Barely out of school, De Othello has participated in the Front International: Cleveland Triennial for Contemporary Art; the 33rd Ljubljana Biennial of Graphic Arts, in Slovenia; and the Bay Area Now 8 show, at San Francisco’s Yerba Buena Center for the Arts. He also created a series of bronze sculptures of stretched, intertwined body parts and surrealistically melting clocks for the San Francisco International Airport. For all of his achievements, he says he was especially pleased to be included in Art Basel Miami Beach last year. His parents still live in Florida, and he visits them often and calls them multiple times a week. “I’ve always, always dreamed of being at that fair,” he says. “All my family got to come see my work. That was so cool.” He’ll be in Miami again in December, with a new eight-foot-tall bronze fan, which the artist describes as exploring “the conceptual history of breathing.”

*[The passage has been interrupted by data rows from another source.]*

PR #1058, opened 2016-08-21
caddymain: Fix setting and displaying versioning

miekg:
Move setting the versioning into the init function and use
caddy.AppVersion and friends when displaying it.

This is useful for servertype plugin that re-use `run.go`, but want to
set their own versioning and naming.

### DIFF
--- a/caddy/caddymain/run.go
+++ b/caddy/caddymain/run.go
@@ -27,6 +27,7 @@ import (
 func init() {
 	caddy.TrapSignals()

The artist’s studio, in a former auto-repair shop.

Photograph by Max Farago.

Like his enormous fan, De Othello says, his lumpy HVAC sculptures, which he presented in his first solo show, reference air quality, and “thinking about my body taking a breath.” They are also about the bodies of Africans who were brought to the Caribbean and worked to death. And about Eric Garner’s last words, “I can’t breathe.” “I wanted to do something subtle, where if you didn’t have that train of thought, you could look at that AC unit as a formal thing. It’s weird, its center is sunken, it’s having a hard time. Imagine what it would sound like if it were an actual working thing? I like to think that a lot of the stuff I make is a catharsis,” he says. “They’re like vessels to place our bad juju. Put it in this thing, let this object have it so we can go about with more lightness and openness.”